Here at The Prospect, we like to stress the extent to which presidential elections are determined by macroeconomic variables, like unemployment. But there's always the risk of being a little reductive, and The New York Times falls into that trap with this piece on the subject:

No American president since Franklin Delano Roosevelt has won a second term in office when the unemployment rate on Election Day topped 7.2 percent. [...]

Ten presidents have stood for re-election since Mr. Roosevelt. In four instances the unemployment rate stood above 6 percent on Election Day. Three presidents lost: Gerald Ford, Jimmy Carter and George H. W. Bush. But Ronald Reagan won, despite 7.2 percent unemployment in November 1984, because the rate was falling and voters decided he was fixing the problem.

Alone, the unemployment rate won't predict the outcome of a given presidential election. Parties have lost control of the White House during periods of historically low unemployment (Stevenson in 1952, Humphrey in 1968 and Gore in 2000), and have retained it during periods of relatively high unemployment: Ronald Reagan in 1984, George H.W. Bush in 1988, George Bush in 2004. Insofar that there's a leading macroeconomic indicator for presidential elections, it's the growth in real disposable personal income per capita.

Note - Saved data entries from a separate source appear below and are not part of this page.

Issue #3484, opened 2024-03-25
Accommodate non-standard native token decimals in IGP storage oracles


yorhodes:
## Problem

The neutron native token has [6 decimals](https://github.com/hyperlane-xyz/hyperlane-monorepo/blob/254466f11aaf375c39131f0d140dfddd1e586d4b/typescript/sdk/src/consts/chainMetadata.ts#L552), but all the other supported chains have 18 decimals on the native token. This causes issues in the [gas oracle configuration](https://github.com/hyperlane-xyz/hyperlane-monorepo/blob/f606e3ea2254e7fedde173b755690160465f3839/typescript/infra/config/environments/mainnet3/gas-oracle.ts#L20) which assumes that gas prices are formatted as gwei. 

## Solution

Remove gwei as a universal unit of gas price and instead use the chain's native token's decimals to format gas prices, or the chain's version of wei (pick one). This will allow us to support chains with different native token decimals.

Issue #3386, opened 2024-03-11
Lower Neutron gas prices used by relayer


tkporter:
## Problem

- Since https://governance.neutron.org/proposals/A/31, Neutron gas prices are significantly lower
- This is reflected in the Cosmos chain registry as well

## Solution

- change the gas price here https://github.com/hyperlane-xyz/hyperlane-monorepo/blob/main/rust/config/mainnet3_config.json#L490 and redeploy the neutron context relayer
- check w/ rossy to see if the explorer has also updated

PR #3662, opened 2024-04-23
Update IGP gas oracles with new heuristics, get Cosmos gas prices from registry

tkporter:
### Description

The original and main motivation of this PR was to feel confident when running `deploy.ts -m igp` off of main. Prior to this, running it off main could result in misconfiguring gas oracles, particularly when it came to non-EVM remotes. See https://github.com/hyperlane-xyz/issues/issues/1178 for some context.

This PR does a number of things:
- Fetches Cosmos gas prices from the Cosmos registry
- the `gasPrices.json` now lets you specify the decimals relating to the amount in there. There are 2 reasons for this: it's easier for us to deal with gwei values for EVM chains (as we often end up manually changing these instead of just relying on the script). The second reason is covered in the next bullet
- Handles decimals when it comes to gas prices. The existing tooling assumed gas prices would always be denominated in wei. An extra weird situation arises with non-EVM chains: chains like Neutron have gas prices that are quotes in the smallest denomination (ie the equivalent of "wei" for NTRN), but the gas price is not an integer and is very small, e.g. `0.0053`. This poses issues because the IGP contracts require the gas price that's configured onchain to be an integer. Simply rounding up from 0.0053 to 1 results in almost 2 orders of magnitude difference :(. So the solution here is to have some logic that accommodates really tiny gas prices by scaling up the configured gas price and scaling down the configured token exchange rate.
- Applies some "non-linear" gas pricing heuristics. See https://github.com/hyperlane-xyz/issues/issues/1204 and https://discord.com/channels/935678348330434570/935678739663192184/1232293417309044818 for some context
- Running `update-agent-config.ts` will fetch gas prices for Cosmos chains from the Cosmos registry and ensure they're accurate

### Drive-by changes

Some logging messages when applying IGP gas oracle changes to make it more clear what the change actually does

### Related issues

- Fixes https://github.com/hyperlane-xyz/hyperlane-monorepo/issues/3386
- Fixes https://github.com/hyperlane-xyz/hyperlane-monorepo/issues/3484
- Fixes https://github.com/hyperlane-xyz/issues/issues/1178
- Fixes https://github.com/hyperlane-xyz/issues/issues/1206
- Fixes https://github.com/hyperlane-xyz/issues/issues/1204

### Backward compatibility

Fully backward compatible

### Testing

Ran deploy.ts for the IGP on all chains!


typescript/infra/src/govern/HyperlaneIgpGovernor.ts
```diff
@@ -52,6 +52,7 @@ export class HyperlaneIgpGovernor extends HyperlaneAppGovernor<
         break;
       }
       case IgpViolationType.GasOracles: {
+        break;
```
paulbalaji, line 55: meant to remove?

typescript/sdk/src/consts/environments/mainnet.json
paulbalaji, line 1: is there any meaningful change here or just a reordering?

typescript/sdk/src/gas/HyperlaneIgpDeployer.ts
```diff
@@ -111,14 +114,25 @@ export class HyperlaneIgpDeployer extends HyperlaneDeployer<
         !actual.gasPrice.eq(desired.gasPrice) ||
         !actual.tokenExchangeRate.eq(desired.tokenExchangeRate)
       ) {
-        this.logger.debug(
-          `-> ${remote} ${serializeDifference(actual, desired)}`,
+        this.logger.info(
+          `-> ${remote} - ${serializeDifference(actual, desired)}`,
```
paulbalaji, line 118:
```suggestion
          `-> ${remote}: ${serializeDifference(actual, desired)}`,
```
maybe colon instead to avoid any possible confusion of +ve/-ve diffs

typescript/infra/config/environments/mainnet3/gasPrices.json
```diff
@@ -1,20 +1,74 @@
...
+    "decimals": 9
+  },
+  "neutron": {
+    "amount": "0.0053",
+    "decimals": 1
+  },
+  "injective": {
+    "amount": "700000000",
+    "decimals": 1
+  }
```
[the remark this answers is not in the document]
tkporter: yep you're exactly right, it just pads zeroes. For neutron, see the PR description:
> Handles decimals when it comes to gas prices. The existing tooling assumed gas prices would always be denominated in wei. An extra weird situation arises with non-EVM chains: chains like Neutron have gas prices that are quotes in the smallest denomination (ie the equivalent of "wei" for NTRN), but the gas price is not an integer and is very small, e.g. 0.0053. This poses issues because the IGP contracts require the gas price that's configured onchain to be an integer. Simply rounding up from 0.0053 to 1 results in almost 2 orders of magnitude difference :(. So the solution here is to have some logic that accommodates really tiny gas prices by scaling up the configured gas price and scaling down the configured token exchange rate.

or the comment here https://github.com/hyperlane-xyz/hyperlane-monorepo/pull/3662/files#diff-ac1f1ed84dad24fd8eeff4f7b636db47ba358af2aae94141c70bc757e58a59a3R27

It's super weird but somehow it's possible for the gas price to be < 1 and still be denominated in the smallest unit of NTRN - cosmos seemingly allows floating point gas prices

typescript/sdk/src/consts/environments/mainnet.json
tkporter: Just reordering, I think it hadn't been updated since we moved toward a json serializer that uses a deterministic ordering

typescript/infra/config/environments/mainnet3/gasPrices.json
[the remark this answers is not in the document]
paulbalaji: ahhhh gotcha, I did read that in the description but didn't quite piece it together til now - thanks!

paulbalaji (approved):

Simply put, when people are better off financially at the time of an election than they were the previous year, they are more likely to reelect the incumbent or his party. As it stands, the forecast isn't great for President Obama. Harry Joe Enten explains:

According to the BEA's prior April report, RDPI grew at 1.8% in the fourth quarter of 2010 over the preceding quarter and 2.9% in the first quarter of 2011. Last Friday, the BEA re-adjusted those numbers to 1.1% and 0.8%.

Why should the President be worried?

It turns out that weighted* quarterly growth in RDPI (along with three other already known variables* for the 2012 election) over the President's term can account for 92.9% of the variation in the incumbent party's percentage of the two-party vote in the 1952-2008 Presidential Elections.

He provides a chart:

If he's up against a fringe candidate -- like Sarah Palin, for instance -- Obama won't have much trouble in his bid for reelection. But if Republicans nominate someone with the appearance of credibility (Pawlenty or Romney), then Obama stands to lose if the economy doesn't improve.